Re: [Condor-users] condor_credd issues

I was having a lot of problems with the CRED in the past and UW made a lot of changes to this over the last year (your early versions do not have all the updates, but you should be ok with regard to this problem--we are running 7.6.1 still).

I have not had your problem (our credentials also change quarterly) but since you can only see the host listed when you run condor_status my guess is that there is a problem with permissions for communication btw Condor nodes and the central manager.

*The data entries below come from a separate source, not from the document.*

PR #4505, opened 2025-06-25
Add initial otel spans and metrics

corlettb:
https://trello.com/c/mmrH8QbC/1154-turn-second-otel-spike-into-a-pr-we-can-merge

### DIFF
--- a/app/celery/process_ses_receipts_tasks.py
+++ b/app/celery/process_ses_receipts_tasks.py
@@ -4,6 +4,7 @@ from datetime import datetime, timedelta
 import iso8601
 from celery.exceptions import Retry
 from flask import current_app, json
+from opentelemetry import metrics
 from sqlalchemy.orm.exc import NoResultFound
 
 from app import notify_celery, statsd_client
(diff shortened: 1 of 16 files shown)


app/celery/process_ses_receipts_tasks.py
```diff
@@ -78,12 +94,24 @@ def process_ses_results(self, response):
...
             statsd_client.timing_with_dates(
                 f"callback.ses.{notification_status}.elapsed-time", datetime.utcnow(), notification.sent_at
             )
 
+            otel_ses_notification_processing_histogram.record(
+                (datetime.utcnow() - notification.sent_at).total_seconds(),
+                {
+                    "notification_status": notification_status,
+                },
+            )
```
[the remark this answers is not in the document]
corlettb: I've not looked at trying to aggregate span events into metrics. I've just used span events for additional logging so far. Obviously here we can't use a span as an sqs queue would have been involved at some point.

app/otel/__init__.py
```diff
@@ -0,0 +1,153 @@
...
+    """
+
+    instrument_map = {
+        "wsgi": (_instrument_wsgi, "WSGI"),
+        "celery": (_instrument_celery, "Celery"),
+        "flask": (_instrument_flask, "Flask"),
+        "redis": (_instrument_redis, "Redis"),
+        "requests": (_instrument_requests, "Requests"),
+        "sqlalchemy": (_instrument_sqlalchemy, "SQLAlchemy"),
+        "psycopg2": (_instrument_psycopg2, "Psycopg2"),
```
risicle, line 87: Do we need both sqlalchemy and psycopg2?

app/otel/__init__.py
```diff
@@ -0,0 +1,153 @@
...
+
+def _instrument_app(app: Flask) -> None:
+    """
+    Apply OpenTelemetry instrumentation
+    """
+
+    instrument_map = {
+        "wsgi": (_instrument_wsgi, "WSGI"),
+        "celery": (_instrument_celery, "Celery"),
+        "flask": (_instrument_flask, "Flask"),
```
risicle, line 83: Do we need both flask and wsgi?

PR #265, opened 2019-11-05
Capture error in requestAnimationFrame

troygibb:
## Summary

This particular block of code throws a lot of exceptions (`(regl) context lost
`) when the OS occasionally resets the GPU (More [info here](https://www.khronos.org/webgl/wiki/HandlingContextLost)). Since it was running in `requestAnimationFrame`, our React Error Boundaries were not catching the error. 

## Test plan

I've been having a hard time reproducing this particular error. You basically have to intentionally over-utilize the GPU to get this to occur, but it's very inconsistent.

## Versioning impact

Needs a minor bump.


packages/regl-worldview/src/Worldview.js
```diff
@@ -153,7 +153,11 @@ export class WorldviewBase extends React.Component<BaseProps, State> {
     if (!this._tick) {
       this._tick = requestAnimationFrame(() => {
         this._tick = undefined;
-        worldviewContext.paint();
+        try {
+          worldviewContext.paint();
+        } catch (e) {
+          console.error(e);
```
davidswinegar: maybe throw this if it doesn't match `(regl) context lost`? We don't necessarily want errors in this look to be thrown away if they would be useful. Otherwise users might see a black 3d panel and we'd have no error notices

janpaul123:
Btw looks like there's some flakey node playground screenshots — might be worth looking into

packages/regl-worldview/src/Worldview.js
```diff
@@ -158,7 +158,17 @@ export class WorldviewBase extends React.Component<BaseProps, State> {
...
       this._tick = requestAnimationFrame(() => {
         this._tick = undefined;
-        worldviewContext.paint();
+        try {
+          worldviewContext.paint();
+        } catch (error) {
+          // Regl automatically tries to reconnect when losing the canvas 3d context.
+          // We should log this error, but it's not important to throw it.
+          if (error.message === "(regl) context lost") {
+            console.error(error);
```
janpaul123: `console.warn` might be better if it's not critical.

PR #266, opened 2019-11-08
Add option to only render triangles in the hitmap

davidswinegar:
## Summary

For performance reasons we sometimes want to only render triangles when clicking. Add an option to allow this. Modify the command API somewhat to enable this. Also do a small cleanup: move all of the `createInstancedGetChildrenForHitmap` calls out of the render functions of commands.

## Test plan

Added a story with this new behavior.

## Versioning impact

Minor package increment needed.

### DIFF
--- a/docs/src/4.11.Triangles.mdx
+++ b/docs/src/4.11.Triangles.mdx
@@ -35,6 +35,8 @@ type Triangle = {
   colors?: Color[],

Check that the pool password is stored and first tackle that you can't see all the machines when you run condor_status, because this seems to be the underlining problem. Make sure the global config has the proper security settings and communication btw machines are allowed.
Look for a CRED dump file on the CRED server in the Condor log directory.
If you have not done so already, you could restart the condor service on the central manager and make sure the CRED service is not crashing. My guess is that the CRED is ok though.

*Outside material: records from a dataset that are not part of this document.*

PR #268, opened 2019-11-19
A first take on stopPropagation within worldview

robin-pham:
## Summary

We want to mimic how the browser [Event.stopPropagation](https://developer.mozilla.org/en-US/docs/Web/API/Event/stopPropagation) works in Worldview, e.g. calling `event.stopPropagation()` in a click handler on a nested div would prevent any click event handlers from firing off in ancestor divs. This PR accomplishes a similar behavior for Worldview by changing the order in which global vs command level mouse handlers are fired as well as using [React's synthetic event's isPropagationStopped](https://reactjs.org/docs/events.html#overview) property.

## Test plan

Added two storybook tests

## Versioning impact

This probably necessitates a major/minor patch as it can be a breaking change to those who use `e.stopPropagation` in command level mouse handlers or those who expect the worldview level mouse handlers to fire off before the command ones.

### DIFF
--- a/packages/regl-worldview/src/stories/assertionStories/Worldview.stories.js
+++ b/packages/regl-worldview/src/stories/assertionStories/Worldview.stories.js
@@ -26,6 +26,15 @@ const cube = {
   color: { r: 1, g: 0, b: 1, a: 0.5 },
 };
 
+const underCube = {
+  pose: {
+    orientation: { x: 0, y: 0, z: 0, w: 1 },
+    position: { x: 0, y: -30, z: 0 },
+  },
+  scale: { x: 10, y: 10, z: 10 },
+  color: { r: 0, g: 1, b: 1, a: 0.5 },
+};
+
 async function emitMouseEvent(eventName: "mousemove" | "mousedown" | "mouseup" | "dblclick"): Promise<void> {
   const [element] = document.getElementsByTagName("canvas");
   if (!element) {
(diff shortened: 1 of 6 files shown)


davidswinegar:
One thing I forgot about - you should add this to the Worldview documentation. I think `3.4.MouseEvents.mdx` would be a good place. A small section with an example (doesn't have to run, your test code seems fine for this) and an explanation should be sufficient.

robin-pham:
Screenshot_2019-11-19_17-15-35

are we cool with ^ this copy?

davidswinegar:
looks good to me!

packages/regl-worldview/src/stories/assertionStories/Worldview.stories.js
```diff
@@ -175,4 +184,54 @@ stories
...
+      ),
+      assertions: async (getTestData) => {
+        await emitMouseEvent("mousedown");
+        const result = await getTestData();
+        expect(result.length).toEqual(1);
+        expect(result[0].object).toEqual(cube);
+      },
+    })
+  )
+  .add(
```
vidaaudrey: Would be nice to add more tests with different `layerIndex` and order , e.g. 
```
<Cube layerIndex={2} {... stopPropgation()}><Cubes>
<Cube layerIndex={1}><Cubes>
```
or:
```
<Cube layerIndex={1}><Cubes>
<Cube layerIndex={2} {... stopPropgation()} ><Cubes>
```

robin-pham:
> Curious what you think about removing command level handlers

I like having them. Having only handlers at the global level became this giant mess of 20+ `if` conditionals trying to figure out what was being clicked and which logic to fire.

> I think it's a little confusing to have to deal with sibling propagations

Yeah the ordering of events can be tricky but not too different from managing the ordering of `if` logic in the global handler. For the most part I don't see why sibling propagations will be an issue as the majority of the time users will just be interested in interacting with the object that's on top. Although I guess there can be cases similar to the DOM where someone wants multiple mouse handlers to fire while clicking on something that's a composite. 

> simplify the code with potential perf improvement

Yeah hitmap is definitely the biggest perf hit right now and I wish there was a faster way to go about it. But I don't see why removing the component level handlers makes this any better? It still seems like the problem is rendering the hitmap in the first place as well as `enableStackedObjectEvents` making it so that there are multiple renders depending on how many objects are under the mouse. Everytime I look at performance flame charts it seems like the biggest lag comes from the `readHitmap` method and its nested culprits `getChildrenForHitmapWithOriginalMarker`, `readPixels` and `REGLCommand`.

> allow Worldview to do some internal optimization such as command batching without worrying about the individual command handlers, e.g. batch 20 topics with Lines together

What's the reason for why command batching can't be done? Can we abstract React 'commands' from regl 'commands' such that the regl commands can still do batching but there's still the mapping between objects -> React 'commands' in order to figure out the appropriate mouse handler?

davidswinegar:
@vidaaudrey @robin-pham I think one of the biggest hitmap optimizations we could make right now in Webviz is that we call it multiple times on a click - for mousedown, mouseup, click - even when most of the time we only care about the click event. I'm not sure if you're seeing the same in Scenebuilder. We just haven't gotten around to making fine-grained control of these handlers work in Webviz yet.

robin-pham:
Ya that's an issue although the `mouseMove` is still just as big, if not bigger, of a performance problem

PR #279, opened 2019-12-02
fix jest config for CSS files imported from node_modules

jtbandes:
CSS files directly imported from node_modules would cause an error when jest failed to parse them. CSS files were being handled in the `transforms`, but these are ignored for node_modules, so use `moduleNameMapper` instead.


jtbandes:
Mostly I did that because I read about it in the docs and was confused why we didn't do it that way, so I tried to see if it worked and it did!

From: Eric Abel <Eric.Abel@xxxxxxxxxx>
To: Condor-Users Mail List <condor-users@xxxxxxxxxxx>
Date: 02/17/2012 12:47 PM
Subject: [Condor-users] condor_credd issues
Sent by: condor-users-bounces@xxxxxxxxxxx

Fellow Condor users,

I have been wrestling with what appears to be a condor_credd problem for about 2 days now.  I have a windows pool of about 160 cpus, and it has been working more or less problem free for about a 9 months.  Our IT polity is to change domain passwords every quarter, and in the past I have done this without any trouble.  However, this most recent time, after resetting my password, I could no longer submit jobs (no password stored for user error on schedd machine).  When I try

condor_store_cred add

I get the error:

Operation failed.  Make sure your ALLOW_WRITE setting includes this host.

This is not a new problem, and I have followed all of the suggestions from previous posts multiple times.  In my case, nothing I do will allow me to set the password, and furthermore, I cannot set it on any machine in the pool, including the central host and credd host.  This problem is confounded further by the fact that when I run condor_status, I only see the central host listed (different issue, but simultaneity of occurrence makes me think both problems have same root cause?).  Anyway, I have spent a long time combing log files and editing config files only to get the same result over and over again.  I am running condor 7.6.6 on central host, credd host, and schedd host, and the execute nodes are a mixture of 7.6.1-7.6.6 installations.  Any suggestions would be greatly appreciated.